Here is how to test  This in in two parts,  Identical for one thing.. First part "A"

Hook a fairly long, wire (standard lamp cord will work) to the negative battery terminal, an allegator or battery clip can be used.  The other end of this wire goes to the negative lead on your VOM, Firmly attach and/or tape.

now go around to various parts of the system, starting with the positive battery terminal, Measure voltage 12 volt or more, good

Go to the control box, (Converter off please) still have 12 volt or more good

Make sure the converter is turned on and measure the "load side" of it, still 12 volt good

(NOTE: I very strongly suspect you won't have 12 volts here) 

If you ever loose 12 volts then the problem is between the last 2 test points

Final step.. >Move  the negative clip to the frame or to the negative bus on the 12 volt distribution panel.

Part b: Turn on some 12 volt lamps and re-do all tests (This is the test that finds corrusion)

Same procedure, same results. 

Finally... Any rusted connections, clean and polish or replace Make them all shiey
 

tmhudg

Active member
Joined
Jul 16, 2006
Posts
34
Thanks everyone for all the help,

I've attached pictures of the isolator, the panel, and the fuse and labeled some points for reference.

The first pic is of the fuse. "A" was attached to a stand-alone terminal which had the POS connection to the battery (essentially a straight shot to the battery).

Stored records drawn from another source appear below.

PR #1527, opened 2022-12-07
Extend validation event ids to make them unique

rchache:
*Description of changes:*
We have a need to record and store "approvals" on a per-smithy-violation basis. The idea is that once approved, the same violation will be hidden as long as an "approval" can be matched to it. However, we realized an issue where ValidationEvents do not currently contain the granularity we need. Currently, some linters/validators raise multiple violations on the same shape, and the only difference is the message/source location (Enum casing validation or unstable trait validation for ex). However if we key or hash on the message/source location, we risk being broken if the message or source location changes slightly. 

To accomplish this goal, we can use hierarchical eventIds to pack distinguishing info into the eventId.


mtdowling:
Thanks! We'll go through and review each of these. I do think though that the JMESPath related IDs are too granular and won't be that useful considering it's fine to change JMESPath expressions in waiters as APIs evolve, bugs are fixed, or they're simplified. Let's look out for other cases like that too in this PR.

smithy-model/src/test/resources/software/amazon/smithy/model/errorfiles/validators/operation/input-output-traits/invalid-multiple-operations-same-shape.errors
```diff
@@ -1,4 +1,4 @@
-[WARNING] smithy.example#GetFoo2: The input of this operation should target a shape that starts with the operation's name, 'GetFoo2', but the targeted shape is `smithy.example#GetFooInput` | OperationInputOutputName
-[WARNING] smithy.example#GetFoo2: The output of this operation should target a shape that starts with the operation's name, 'GetFoo2', but the targeted shape is `smithy.example#GetFooOutput` | OperationInputOutputName
+[WARNING] smithy.example#GetFoo2: The input of this operation should target a shape that starts with the operation's name, 'GetFoo2', but the targeted shape is `smithy.example#GetFooInput` | OperationInputOutputName.input.smithy.example#GetFooInput
```
mtdowling, line 1: I don't think the targeted input shape ID is useful in the event ID for this validator, so I'd say remove it.

smithy-model/src/test/resources/software/amazon/smithy/model/errorfiles/validators/paginated/paginated-deeply-nested.errors
```diff
@@ -1,2 +1,2 @@
-[WARNING] ns.foo#DeeplyNested: paginated trait `items` contains a path with more than two parts, which can make your API cumbersome to use | PaginatedTrait
-[WARNING] ns.foo#DeeplyNested: paginated trait `outputToken` contains a path with more than two parts, which can make your API cumbersome to use | PaginatedTrait
+[WARNING] ns.foo#DeeplyNested: paginated trait `items` contains a path with more than two parts, which can make your API cumbersome to use | PaginatedTrait.items.DEEPLY_NESTED
```
mtdowling, line 1: Why DEEPLY_NESTED and not DeeplyNested? I'd also think it might be better to do this as `PaginatedTrait.DeeplyNested.items` so you could ignore all deeply nested violations for a single event.

smithy-model/src/test/resources/software/amazon/smithy/model/errorfiles/validators/paginated/paginated-invalid.errors
```diff
@@ -5,7 +5,7 @@
 [ERROR] ns.foo#Invalid3: paginated trait `outputToken` member `OutputNotString` targets a integer shape, but must target one of the following: [`map`, `string`] | PaginatedTrait
 [ERROR] ns.foo#Invalid4: paginated trait `inputToken` member `nextToken` must not be required | PaginatedTrait
 [ERROR] ns.foo#Invalid4: paginated trait `outputToken` member `nextToken` must not be required | PaginatedTrait
-[WARNING] ns.foo#Invalid4: paginated trait `pageSize` member `pageSize` should not be required | PaginatedTrait
+[WARNING] ns.foo#Invalid4: paginated trait `pageSize` member `pageSize` should not be required | PaginatedTrait.pageSize.pageSize.SHOULD_NOT_BE_REQUIRED
```
mtdowling, line 8: Similar to the other paginated trait validator, I'd like to see the category first, and `pageSize` shouldn't be repeated:
`PaginatedTrait.ShouldNotBeRequired.pageSize`

smithy-model/src/test/resources/software/amazon/smithy/model/errorfiles/validators/paginated/paginated-map-tokens.errors
```diff
@@ -1,2 +1,2 @@
-[DANGER] ns.foo#MapTokens: paginated trait `inputToken` member `MapTokensInput` targets a map shape, but this is not recommended. One of [`string`] SHOULD be targeted. | PaginatedTrait
-[DANGER] ns.foo#MapTokens: paginated trait `outputToken` member `MapTokensOutput` targets a map shape, but this is not recommended. One of [`string`] SHOULD be targeted. | PaginatedTrait
+[DANGER] ns.foo#MapTokens: paginated trait `inputToken` member `MapTokensInput` targets a map shape, but this is not recommended. One of [`string`] SHOULD be targeted. | PaginatedTrait.inputToken.MapTokensInput.WRONG_SHAPE_TYPE.map
```
mtdowling, line 1: The input shape and the all the additional information beyond the fact that it's inputToken can be removed. They don't add to the uniqueness of the event.

`PaginatedTrait.WrongShapeType.inputToken`

This matches the format of the others, and you don't really need to know any more information.

smithy-model/src/test/resources/software/amazon/smithy/model/errorfiles/validators/trait-value/extra-trait-property.errors
```diff
@@ -1 +1 @@
-[WARNING] smithy.example#MyInteger: Error validating trait `range`: Invalid structure member `maxx` found for `smithy.api#range` | TraitValue
+[WARNING] smithy.example#MyInteger: Error validating trait `range`: Invalid structure member `maxx` found for `smithy.api#range` | TraitValue.smithy.api#range.maxx
```
mtdowling, line 1: Maybe we should update the hierarchical suppression matching to also treat `#` like `.` so you could suppress an entire namespace?

smithy-aws-traits/src/test/resources/software/amazon/smithy/aws/traits/errorfiles/http-checksum-header-conflicts.errors
```diff
@@ -1,9 +1,9 @@
...
-[WARNING] smithy.example#HeaderConflicts: The `httpHeader` binding of `x-amz-checksum-crc32` on `HeaderConflictsOutput` starts with the prefix `x-amz-checksum-` used by the `httpChecksum` trait. | HttpChecksumTrait
-[DANGER] smithy.example#HeadersConflicts: The `httpPrefixHeaders` binding of `HeadersConflictError` uses the prefix `x-amz-checksum-` that conflicts with the prefix `x-amz-checksum-` used by the `httpChecksum` trait. | HttpChecksumTrait
-[DANGER] smithy.example#HeadersConflicts: The `httpPrefixHeaders` binding of `HeadersConflictsInput` uses the prefix `x-amz-checksum-` that conflicts with the prefix `x-amz-checksum-` used by the `httpChecksum` trait. | HttpChecksumTrait
-[DANGER] smithy.example#HeadersConflicts: The `httpPrefixHeaders` binding of `HeadersConflictsOutput` uses the prefix `x-amz-checksum-` that conflicts with the prefix `x-amz-checksum-` used by the `httpChecksum` trait. | HttpChecksumTrait
+[WARNING] smithy.example#HeaderConflicts: The `httpHeader` binding of `x-amz-checksum-crc32` on `HeaderConflictError` starts with the prefix `x-amz-checksum-` used by the `httpChecksum` trait. | HttpChecksumTrait.httpHeader.HeaderConflictError.x-amz-checksum-crc32
```
mtdowling, line 4: 1. The pattern isn't consistent - use UpperCamel for all sections: `HttpChecksumTrait.HttpHeader.HeaderConflictError`
2. You probably don't need to say `HeaderConflictError`. Could this just be shortened to `HttpChecksumTrait.HeaderConflict`?
3. Do we need to sanitize the headers we put into the event ID at all, or does that not matter? I guess it doesn't matter since "." can just be ignored.

smithy-linters/src/test/resources/software/amazon/smithy/linters/errorfiles/input-output-structure-reuse.errors
```diff
@@ -1,2 +1,2 @@
-[WARNING] smithy.example#GetFooInput: This structure is the input of `smithy.example#GetFoo`, but it is not marked with the @input trait. The @input trait gives operations more flexibility to evolve their top-level input members in ways that would otherwise be backward incompatible. | InputOutputStructureReuse
-[WARNING] smithy.example#GetFooOutput: This structure is the output of `smithy.example#GetFoo`, but it is not marked with the @output trait. | InputOutputStructureReuse
+[WARNING] smithy.example#GetFooInput: This structure is the input of `smithy.example#GetFoo`, but it is not marked with the @input trait. The @input trait gives operations more flexibility to evolve their top-level input members in ways that would otherwise be backward incompatible. | InputOutputStructureReuse.INPUT.smithy.example#GetFoo
+[WARNING] smithy.example#GetFooOutput: This structure is the output of `smithy.example#GetFoo`, but it is not marked with the @output trait. | InputOutputStructureReuse.OUTPUT.smithy.example#GetFoo
```
mtdowling, line 2: I don't see how the shape ID of the operation it's used by is that helpful here. The intent of the validator is that shapes used as input or output should have the corresponding input/output trait, so suppressing specific combinations of these won't help.

Can we also do `InputOutputStructureReuse.Output` and `InputOutputStructureReuse.Input` instead of using all caps?

smithy-waiters/src/test/resources/software/amazon/smithy/waiters/errorfiles/invalid-return-types.errors
```diff
@@ -1,4 +1,4 @@
...
-[DANGER] smithy.example#A: Waiter `Invalid1`, acceptor 1: Waiter acceptors with a stringEquals comparator must return a `string` type, but this acceptor was statically determined to return a `number` type. | WaitableTraitJmespathProblem
-[DANGER] smithy.example#A: Waiter `Invalid1`, acceptor 2: Waiter acceptors with a allStringEquals comparator must return a `array` type, but this acceptor was statically determined to return a `number` type. | WaitableTraitJmespathProblem
-[DANGER] smithy.example#A: Waiter `Invalid1`, acceptor 3: Waiter acceptors with a anyStringEquals comparator must return a `array` type, but this acceptor was statically determined to return a `number` type. | WaitableTraitJmespathProblem
+[DANGER] smithy.example#A: Waiter `Invalid1`, acceptor 0: Waiter acceptors with a booleanEquals comparator must return a `boolean` type, but this acceptor was statically determined to return a `number` type. | WaitableTraitJmespathProblem.Invalid1.0.booleanEquals.number
```
mtdowling, line 1: Like the other jmespath based validators -- it's too specific to put the path into the event ID. These will be just as fickle as suppressing based on messages since they can and do change.

smithy-waiters/src/test/resources/software/amazon/smithy/waiters/errorfiles/invalid-jmespath-syntax.errors
```diff
@@ -1,3 +1,3 @@
 [ERROR] smithy.example#A: Waiter `Invalid1`, acceptor 0: Invalid JMESPath expression (||): Syntax error | WaitableTrait
 [ERROR] smithy.example#A: Waiter `Invalid2`, acceptor 0: Problem found in JMESPath expression (length(`10`)): length function argument 0 error | WaitableTrait
-[DANGER] smithy.example#A: Waiter `Invalid2`, acceptor 0: Waiter acceptors with a booleanEquals comparator must return a `boolean` type, but this acceptor was statically determined to return a `number` type. | WaitableTraitJmespathProblem
+[DANGER] smithy.example#A: Waiter `Invalid2`, acceptor 0: Waiter acceptors with a booleanEquals comparator must return a `boolean` type, but this acceptor was statically determined to return a `number` type. | WaitableTraitJmespathProblem.Invalid2.0.booleanEquals.number
```
mtdowling, line 3: Same comment - Let's not put JMESPath into event IDs. Suppressing these events is super dangerous anyways and not something your team would ever want to do.

smithy-waiters/src/test/resources/software/amazon/smithy/waiters/errorfiles/invalid-errorType.errors
```diff
@@ -1 +1 @@
-[WARNING] smithy.example#A: Waiter `A`, acceptor 0: errorType 'Nope' not found on operation. This operation defines the following errors: [smithy.example#OhNo] | WaitableTraitInvalidErrorType
+[WARNING] smithy.example#A: Waiter `A`, acceptor 0: errorType 'Nope' not found on operation. This operation defines the following errors: [smithy.example#OhNo] | WaitableTraitInvalidErrorType.A.0.Nope
```
mtdowling, line 1: Same comment - Let's not put JMESPath into event IDs

smithy-waiters/src/test/resources/software/amazon/smithy/waiters/errorfiles/emits-danger-and-warning-typechecks.errors
```diff
@@ -1,3 +1,3 @@
-[DANGER] smithy.example#A: Waiter `Invalid1`, acceptor 0: Problem found in JMESPath expression (`10`.foo): Object field 'foo' extraction performed on number (1:6) | WaitableTraitJmespathProblem
-[DANGER] smithy.example#A: Waiter `Invalid2`, acceptor 0: Waiter acceptors with a booleanEquals comparator must return a `boolean` type, but this acceptor was statically determined to return a `null` type. | WaitableTraitJmespathProblem
+[DANGER] smithy.example#A: Waiter `Invalid1`, acceptor 0: Problem found in JMESPath expression (`10`.foo): Object field 'foo' extraction performed on number (1:6) | WaitableTraitJmespathProblem.Invalid1.0
```
mtdowling, line 1: Same comment - Let's not put JMESPath into event IDs.

smithy-linters/src/test/resources/software/amazon/smithy/linters/errorfiles/noninclusive-term-filter.errors
```diff
@@ -1,13 +1,13 @@
...
-[WARNING] ns.foo#AOutput: 'ns.foo#MyWhitelistTrait' trait value at path {document/whitelist_doc_key_violation_1} contains a non-inclusive term `whitelist`. Consider using one of the following terms instead: `allowList` | NoninclusiveTerms
-[WARNING] ns.foo#AOutput: 'ns.foo#MyWhitelistTrait' trait value at path {collection/2/key} contains a non-inclusive term `whitelist`. Consider using one of the following terms instead: `allowList` | NoninclusiveTerms
-[WARNING] ns.foo#AOutput: 'ns.foo#MyWhitelistTrait' trait value at path {collection/1/blacklist_key} contains a non-inclusive term `blacklist`. Consider using one of the following terms instead: `denyList` | NoninclusiveTerms
-[WARNING] ns.foo#MyUnionTrait$int_whitelist: Member shape uses a non-inclusive term `whitelist`. Consider using one of the following terms instead: `allowList` | NoninclusiveTerms
+[WARNING] ns.foo#MyMasterService: Service shape uses a non-inclusive term `Master`. Consider using one of the following terms instead: `Main`, `Parent`, `Primary` | NoninclusiveTerms.SHAPE.Master
```
mtdowling, line 1: Can we do `Shape` and `Trait` instead of all caps? If you need the word in the event too, you should normalize the casing to be either all lower or UpperCamelCase.

smithy-linters/src/test/resources/software/amazon/smithy/linters/errorfiles/noninclusive-term-filter.errors
```diff
@@ -1,13 +1,13 @@
...
+[WARNING] ns.foo#BlackListThings: Operation shape uses a non-inclusive term `BlackList`. Consider using one of the following terms instead: `DenyList` | NoninclusiveTerms.SHAPE.BlackList
+[WARNING] ns.foo#MyWhitelistTrait: Structure shape uses a non-inclusive term `Whitelist`. Consider using one of the following terms instead: `AllowList` | NoninclusiveTerms.SHAPE.Whitelist
+[WARNING] ns.foo#AInput$master_member_name: Member shape uses a non-inclusive term `master`. Consider using one of the following terms instead: `main`, `parent`, `primary` | NoninclusiveTerms.SHAPE.master
+[WARNING] ns.foo#NestedTraitStructure$master_key_violation: Member shape uses a non-inclusive term `master`. Consider using one of the following terms instead: `main`, `parent`, `primary` | NoninclusiveTerms.SHAPE.master
+[WARNING] ns.foo#AInput$foo: 'ns.foo#MySimpleValueTrait' trait has a value that contains a non-inclusive term `slave`. Consider using one of the following terms instead: `child`, `clone`, `replica`, `secondary` | NoninclusiveTerms.TRAIT.ns.foo#MySimpleValueTrait.slave
```
mtdowling, line 6: I'd expect the term to appear after the qualifier, just like on Shape. So `NoninclusiveTerms.Trait.<Term>.ns.foo#MySimpleValueTrait`

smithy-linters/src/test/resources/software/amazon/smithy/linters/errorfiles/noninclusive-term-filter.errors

The B side of the fuse was connected to the isolator at A. Also on A of the isolator was A shown in the panel pic (you can't really see the loose end that was connected to the isolator), and B coming from somewhere... The cable marked C in the panel pic was connected to the B side of the isolator. The wire marked D was connected to the C point on the isolator. I know, I should have taken a picture before I took everything apart...

As you can see, I've got bad corrosion on the remaining terminals of the panel. I'm not sure if those are relays under there nor what purpose they are serving. I probably also should find out where those other cables are going. I was kind of thinking that C and B were from the converter and alternator (not sure which was which however) and the two black cables with blue covers were running off to power lights, etc.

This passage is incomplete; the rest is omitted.